Bazı sessiz çığlıklar vardır. Kulaklarınız duymaz ama hissedersiniz. Hissettikleriniz beyninizi kemirir dururlar, yüreğinizi yakar, eritirler. Böylesi sessiz çığlıkları koparan sorunların başında halklara yapılan ‘’asimilasyon’’ uygulamaları geliyordu.
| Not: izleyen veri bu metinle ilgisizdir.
PR #956, opened 2024-03-13
Decouple table and column specs

wprzytula:
## Motivation
Every column in a `Response::Result` comes from the same table (and it follows that from the same keyspace as well). It's thus redundant to store a copy of `TableSpec` (table and keyspace names) in each `ColumnSpec` (name and type of a column), which was done before.

## What's done
This PR moves `TableSpec` out of `ColumnSpec` and only allocates `TableSpec` once per each query response, effectively saving `2 * (C-1)` string allocations, where `C` denotes the number of columns returned in the response.
`TableSpec` is now stored in `ResultMetadata` and `PreparedMetadata.`

As table spec is no longer available in column specs, a public field in `QueryResult` is added for users to still
be able to retrieve this information from `QueryResult`. Keep in mind that this is a temporary measure, because `QueryResult` in the current form will be deprecated soon as part of the upcoming deserialization refactor (#462).

## Notes to reviewers
Please pay special attention to how user's experience changes after this API change. Don't they lose access to some information?

## Pre-review checklist

- ~~<[ ] I added appropriate `Fixes:` annotations to PR description.~~


scylla-cql/src/frame/response/result.rs
```diff
@@ -441,13 +442,19 @@ pub enum Result {
...
+    buf: &mut &[u8],
+    known_spec: Option<TableSpec>,
+) -> StdResult<TableSpec, ParseError> {
+    let ks_name = types::read_string(buf)?;
+    let table_name = types::read_string(buf)?;
+
+    Ok(known_spec.unwrap_or_else(|| TableSpec {
+        ks_name: ks_name.to_owned(),
+        table_name: table_name.to_owned(),
+    }))
```
Lorak-mmk, line 457: I'd like those equality checks to be a part of this PR so that we have more chances of catching any issues caused by this change.

As you know CQL protocol allows table spec to be either global or per column.
Do you know why that is? I assume there is some reason for the server to not always send the global one, and right now this PR assumes there is no reason and we can just use table spec of last column everywhere.

If there really is no reason for those per-column specs to exist, then that should be explained in the comment, and there should still be panicking checks in case this assumption turns out to be false.

Lorak-mmk (changes requested):

scylla-cql/src/frame/response/result.rs
wprzytula: Right, let's mind the Chesterton’s Fence: _don’t ever take down a fence until you know why it was put up._ 
I'll investigate those per-column table specs.

wprzytula: [Python driver makes the same assumption](https://github.com/scylladb/python-driver/blob/f3567166a2c151a1d8a44e1281b17bd612b2032d/cassandra/query.py#L557-L560), i.e. uses the table spec of the first column for all columns.

Lorak-mmk: This may be a good question for #engineering channel on Slack. I'd like to know when will Scylla / Cassandra send global spec and when per-column spec, and if it's posibble for columns specs to differ. If it's not possible, then learning a bit of history would be beneficial here imo: was it possible in the past? What was the case for it?

wprzytula: @nyh This is what I've talked to you about.

wprzytula:
v2:
- the assumption of the same table specs for every code is checked and  else `ParseError` is returned.

scylla-cql/src/frame/response/result.rs
Lorak-mmk: One more thing to consider: how likely is it that in some future version Cassandra / Scylla adds some form of joins / multi table queries?
AFAIK Cassandra already added ACID transactions (using their ACCORD algorithm), it doesn't seem so improbable for them to add something that queries more than 1 table in the future.
As those structs you modify are public, supporting this would require a breaking change. 

Do you think we could use Cow / Arc or something else to make this future-proof? That way we could have global table spec in `ResultMetadata`, but also have per-column spec if necessary.

wprzytula: Adding joins to CQL would be such a giant change in ScyllaDB - wide-column DBs aren't made for joins - that I strongly doubt it will ever happen.
`Arc`s and `Cow`s have considerable overhead that I don't deem worth incurring here just due to an extremely unprobable scenario.

wprzytula:
As realised in #1134, `TableSpec`s may differ between columns in the case of `PreparedMetadata`. Thus, we must **not** hold a single table spec per all columns, so this PR is obsolete. Closing.

Lorak-mmk:
It is obsolete for PreparedMetadata (because bind markers may be for different tables), but what about ResultMetadata?

PR #958, opened 2024-03-14
Remove unreachable pubs

Lorak-mmk:
Up until now some structs / fields etc were marked as pub despite not being a part of public API.
This is confusing when reading code: in order to know if something is truly public you need to check all the modules up to lib.rs to verify that each appears in some `pub use`.

This PR removes all such occurrences - now something is public if and only if it is marked as pub.
It also enables rustc lint `unreachable-pub` to prevent such occurences in the future.
## Pre-review checklist

### DIFF
--- a/scylla-cql/Cargo.toml
+++ b/scylla-cql/Cargo.toml
@@ -44,3 +44,6 @@ num-bigint-03 = ["dep:num-bigint-03"]
 num-bigint-04 = ["dep:num-bigint-04"]
 bigdecimal-04 = ["dep:bigdecimal-04"]
 full-serialization = ["chrono", "time", "secret", "num-bigint-03", "num-bigint-04", "bigdecimal-04"]
+
+[lints.rust]
+unreachable_pub = "warn"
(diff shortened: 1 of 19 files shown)


scylla-proxy/src/actions.rs
```diff
@@ -409,67 +409,67 @@ impl RequestReaction {
 
 struct ExampleDbErrors;
 impl ExampleDbErrors {
-    pub fn syntax_error() -> DbError {
+    fn syntax_error() -> DbError {
         DbError::SyntaxError
     }
```
wprzytula, line 414: This `struct` should be `pub` instead; it's intended as a public API even though not yet used by any external code.

wprzytula (changes requested):

scylla-proxy/src/actions.rs
Lorak-mmk: Done

scylla-cql/Cargo.toml
```diff
@@ -44,3 +44,6 @@ num-bigint-03 = ["dep:num-bigint-03"]
 num-bigint-04 = ["dep:num-bigint-04"]
 bigdecimal-04 = ["dep:bigdecimal-04"]
 full-serialization = ["chrono", "time", "secret", "num-bigint-03", "num-bigint-04", "bigdecimal-04"]
+
+[lints.rust]
+unreachable_pub = "deny"
```
wprzytula, line 49: Let's `warn` instead of `deny`ing, just as other warnings work. They I converted to errors only in CI, which facilitates development.

wprzytula (approved):

PR #959, opened 2024-03-14
Show tracing output only for failed tests

wprzytula:
## Motivation

Flaky tests keep disrupting our CI. Those test failures are often difficult to reproduce locally. A way is needed to debug tests that failed in CI.
On the other hand, error traces bloat outputs.

## What's done
- by using `tracing_subscriber`'s `TestWriter,` tracing's prints are now captured and only shown if a test fails;
- for all tests to easily employ the captured tracing, a function `setup_tracing()` is introduced and added to most tests in `scylla` and `scylla-proxy` crates.

## Pre-review checklist


scylla/tests/integration/lwt_optimisation.rs
```diff
@@ -110,7 +115,7 @@ async fn if_lwt_optimisation_mark_offered_then_negotiatied_and_lwt_routed_optima
             println!("NOBODY was queried!");
         }
```
Lorak-mmk, line 116: changes in this file (apart from adding `setup_tracing()`) should be in a separate commit.

CONTRIBUTING.md
```diff
@@ -49,6 +49,19 @@ The above commands will leave a running ScyllaDB cluster in the background.
...
+This is a bit problematic for us, because driver uses tracing for logs, and without
+setting up a subscriber traces are not printed. That's why we have a helper function
+for tests: `setup_tracing`. It sets up tracing subscriber with env filter (so
+you can filter traces using env variables) and with writer that is compatible
+with test framework's output capture.
+
+Most of the tests already call this function, and any new tests should too.
+If you want to see tracing output from failing test and it doesn't call this function,
+please add the call at the beginning of the test.
+
```
Lorak-mmk, line 64: You could add me as a co-author of this commit.

Lorak-mmk (changes requested):
I see you use `tracing_subscriber::EnvFilter::from_default_env()`, but we don't set `RUST_LOG` var in CI. That means only `ERROR` traces will be printed. Please add `RUST_LOG` to all CI `cargo test` calls so that all traces are printed (as we discussed).

Lorak-mmk (approved):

Yaşam serüvenimizle birlikte, Göç ve göçmenliğin ne olduğunu ”ANILAR’’ başlığı altında bir yazı dizisi haline getirerek anlatmalıydım. Türkiye, özellikle Balkanlardan gelen göçmenlerin ülkesiydi biraz da. Geçmişimiz Balkanlardaydı. Osmanlı İmparatorluğu da Rumeli kaynaklıydı zaten. Geçmişimizi bilmek, geleceğimizi yönlendirmek açısından önemliydi. Öyledir çünkü ”Bilmek, geleceği yönlendirmemizi sağlar.” Geçmişini bilmeyenler geleceklerini kuramazlar…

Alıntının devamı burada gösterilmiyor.